**What the task asks**
Each line of the records that holds "always" should be shown in full.

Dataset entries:
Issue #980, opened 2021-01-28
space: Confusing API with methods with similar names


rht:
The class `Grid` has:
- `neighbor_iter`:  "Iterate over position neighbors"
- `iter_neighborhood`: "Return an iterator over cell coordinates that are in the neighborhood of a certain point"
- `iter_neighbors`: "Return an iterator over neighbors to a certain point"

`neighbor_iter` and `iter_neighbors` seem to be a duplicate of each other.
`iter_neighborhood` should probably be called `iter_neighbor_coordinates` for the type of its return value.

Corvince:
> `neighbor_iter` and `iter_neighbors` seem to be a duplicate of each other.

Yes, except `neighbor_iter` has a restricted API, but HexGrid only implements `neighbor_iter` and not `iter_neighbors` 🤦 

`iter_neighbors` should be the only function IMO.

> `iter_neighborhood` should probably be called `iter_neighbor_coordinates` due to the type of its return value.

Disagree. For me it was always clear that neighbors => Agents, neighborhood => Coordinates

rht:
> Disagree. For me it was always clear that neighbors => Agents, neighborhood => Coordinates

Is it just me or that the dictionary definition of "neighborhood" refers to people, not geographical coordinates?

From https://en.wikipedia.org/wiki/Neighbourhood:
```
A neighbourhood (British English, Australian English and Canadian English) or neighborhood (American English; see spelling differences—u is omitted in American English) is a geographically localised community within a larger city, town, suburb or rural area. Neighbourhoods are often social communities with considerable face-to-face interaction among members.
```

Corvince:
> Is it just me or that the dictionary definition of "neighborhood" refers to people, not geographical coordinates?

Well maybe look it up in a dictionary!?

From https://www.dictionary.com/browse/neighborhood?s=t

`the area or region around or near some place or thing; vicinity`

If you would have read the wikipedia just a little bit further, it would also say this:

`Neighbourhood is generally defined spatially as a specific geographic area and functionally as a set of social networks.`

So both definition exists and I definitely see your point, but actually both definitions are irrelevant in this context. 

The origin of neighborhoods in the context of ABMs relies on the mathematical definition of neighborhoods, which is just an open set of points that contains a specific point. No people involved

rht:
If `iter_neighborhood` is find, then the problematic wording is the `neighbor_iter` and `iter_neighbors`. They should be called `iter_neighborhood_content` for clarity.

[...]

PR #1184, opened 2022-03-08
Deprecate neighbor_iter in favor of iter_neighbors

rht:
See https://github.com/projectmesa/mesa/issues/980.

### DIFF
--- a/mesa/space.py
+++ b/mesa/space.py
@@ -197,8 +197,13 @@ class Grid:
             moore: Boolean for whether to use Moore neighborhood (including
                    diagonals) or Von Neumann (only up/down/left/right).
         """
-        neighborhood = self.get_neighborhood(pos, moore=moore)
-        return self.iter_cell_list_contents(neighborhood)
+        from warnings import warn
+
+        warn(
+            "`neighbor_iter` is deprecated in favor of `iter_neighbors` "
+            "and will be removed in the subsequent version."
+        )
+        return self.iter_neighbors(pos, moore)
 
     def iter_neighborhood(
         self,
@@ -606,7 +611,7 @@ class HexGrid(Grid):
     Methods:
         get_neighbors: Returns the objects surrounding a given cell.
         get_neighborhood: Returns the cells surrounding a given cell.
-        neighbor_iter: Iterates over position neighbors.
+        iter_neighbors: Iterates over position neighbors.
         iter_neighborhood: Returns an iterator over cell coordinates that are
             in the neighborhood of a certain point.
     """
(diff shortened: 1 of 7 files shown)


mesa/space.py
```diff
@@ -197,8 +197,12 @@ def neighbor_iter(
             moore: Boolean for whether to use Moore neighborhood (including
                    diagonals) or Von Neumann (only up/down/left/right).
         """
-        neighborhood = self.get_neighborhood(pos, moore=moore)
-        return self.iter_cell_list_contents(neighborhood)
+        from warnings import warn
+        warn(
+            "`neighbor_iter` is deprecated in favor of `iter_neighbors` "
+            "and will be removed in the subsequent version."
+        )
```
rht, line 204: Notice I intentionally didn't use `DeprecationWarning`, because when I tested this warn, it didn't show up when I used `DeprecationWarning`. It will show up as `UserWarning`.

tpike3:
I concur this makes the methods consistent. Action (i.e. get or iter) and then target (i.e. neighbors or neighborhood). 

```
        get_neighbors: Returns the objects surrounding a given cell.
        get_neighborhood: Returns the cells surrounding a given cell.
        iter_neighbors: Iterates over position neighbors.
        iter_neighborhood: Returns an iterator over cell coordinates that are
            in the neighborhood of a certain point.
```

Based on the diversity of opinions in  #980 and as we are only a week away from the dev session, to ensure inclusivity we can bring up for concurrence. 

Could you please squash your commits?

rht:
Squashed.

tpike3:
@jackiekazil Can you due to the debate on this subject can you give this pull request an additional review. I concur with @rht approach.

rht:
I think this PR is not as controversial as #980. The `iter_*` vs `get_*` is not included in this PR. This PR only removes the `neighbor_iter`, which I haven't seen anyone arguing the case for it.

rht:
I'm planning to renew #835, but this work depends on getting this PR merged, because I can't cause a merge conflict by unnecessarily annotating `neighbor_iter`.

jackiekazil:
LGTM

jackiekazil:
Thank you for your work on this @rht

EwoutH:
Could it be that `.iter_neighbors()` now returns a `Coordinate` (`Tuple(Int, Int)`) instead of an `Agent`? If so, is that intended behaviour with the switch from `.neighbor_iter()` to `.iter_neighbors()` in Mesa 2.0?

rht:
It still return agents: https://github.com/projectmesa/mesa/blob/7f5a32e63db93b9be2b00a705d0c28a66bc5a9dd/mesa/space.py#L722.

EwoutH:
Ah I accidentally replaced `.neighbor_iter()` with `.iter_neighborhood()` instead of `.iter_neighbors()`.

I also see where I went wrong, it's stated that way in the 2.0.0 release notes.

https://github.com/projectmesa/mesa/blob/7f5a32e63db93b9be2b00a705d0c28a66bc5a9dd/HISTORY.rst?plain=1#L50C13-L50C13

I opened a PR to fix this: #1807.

...

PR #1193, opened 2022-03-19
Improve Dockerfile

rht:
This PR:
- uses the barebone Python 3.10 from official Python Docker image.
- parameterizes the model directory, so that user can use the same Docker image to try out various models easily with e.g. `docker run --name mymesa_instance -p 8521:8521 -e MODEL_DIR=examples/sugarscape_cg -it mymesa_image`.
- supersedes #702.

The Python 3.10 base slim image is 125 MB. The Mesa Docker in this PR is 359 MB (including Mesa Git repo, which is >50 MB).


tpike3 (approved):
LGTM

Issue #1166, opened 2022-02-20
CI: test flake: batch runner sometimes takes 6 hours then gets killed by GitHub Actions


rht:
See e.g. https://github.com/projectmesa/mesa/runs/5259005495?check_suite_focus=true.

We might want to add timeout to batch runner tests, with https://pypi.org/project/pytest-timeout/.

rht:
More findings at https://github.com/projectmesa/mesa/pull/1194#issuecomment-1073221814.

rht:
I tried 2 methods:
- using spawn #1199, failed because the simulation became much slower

**Reply to the task**
Disagree. For me it was always clear that neighbors => Agents, neighborhood => Coordinates
> Disagree. For me it was always clear that neighbors => Agents, neighborhood => Coordinates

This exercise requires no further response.